Four Corners Property Trust (NYSE:FCPT) has seen quite the rebound, with its share price rising by 29% over the past six months. While no one likes to pay too much for a stock, I see the current valuation as being warranted for this resilient net lease landlord. In this article, I evaluate what makes FCPT a continued sound investment for long-term investors, so let’s get started.
(Source: Company website)
A Look Into FCPT
Four Corners Property Trust is a net lease REIT that is focused on owning and acquiring well-located properties that are leased to leading restaurant brands. The company was originally spun out from Darden Restaurants (DRI) with an initial portfolio of 418 restaurants, which was principally represented by Olive Garden and LongHorn Steakhouse. As of November, 2020, the company holds 756 properties, representing 74 restaurant brands in 46 states, with a weighted average lease term of 10.5 years.

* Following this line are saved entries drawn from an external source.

PR #210, opened 2015-10-09
Fix replication policy tests

brynh:
This fixes some test failures in Android specific tests for replication policies.

This PR addresses the following issues:
1. During the original PR reviews a bug was introduced in ffc605e, which caused the time of the next alarm due to be updated always rather than only when the time was not within the interval used for the alarm. An explicit test that the time was not updated therefore failed as a result.
2. During the original PR reviews a bug was introduced to the tests in 09e4eb8 because the keys used to identify the alarms in `SharedPreferences` were changed, but these changes were not reflected in the tests.
3. The mocked `WifiManager` was not being setup before it was being used in the tests `testOnStartCommandStartReplication()` and `testOnStartCommandStopReplication()`. Also, in a real system it cannot be guaranteed that `getSystemService()` will be successful before the `Service`s `onCreate()` method is called, so the call is therefore moved from the field initialisation to the `onCreate()` method.
4. The code relating to the `WifiLock` is updated so on a device without Wifi it doesn't cause a null pointer exception.

Reviewers: @tomblench, @ricellis


ricellis:
+1

tomblench:
+1 these tests now pass on our jenkins android builds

One of the risks to FCPT is its heavy exposure to Darden Restaurants. As of September 30th, 68% of FCPT’s ABR (average base rent) is tied to Darden. However, if share price performance is of any indication, it seems that Darden is doing just fine. Over the past six months, Darden’s share price has risen by 38%, with a forward P/E ratio of 26.2. As such, it seems that the market is rather bullish on Darden’s prospects.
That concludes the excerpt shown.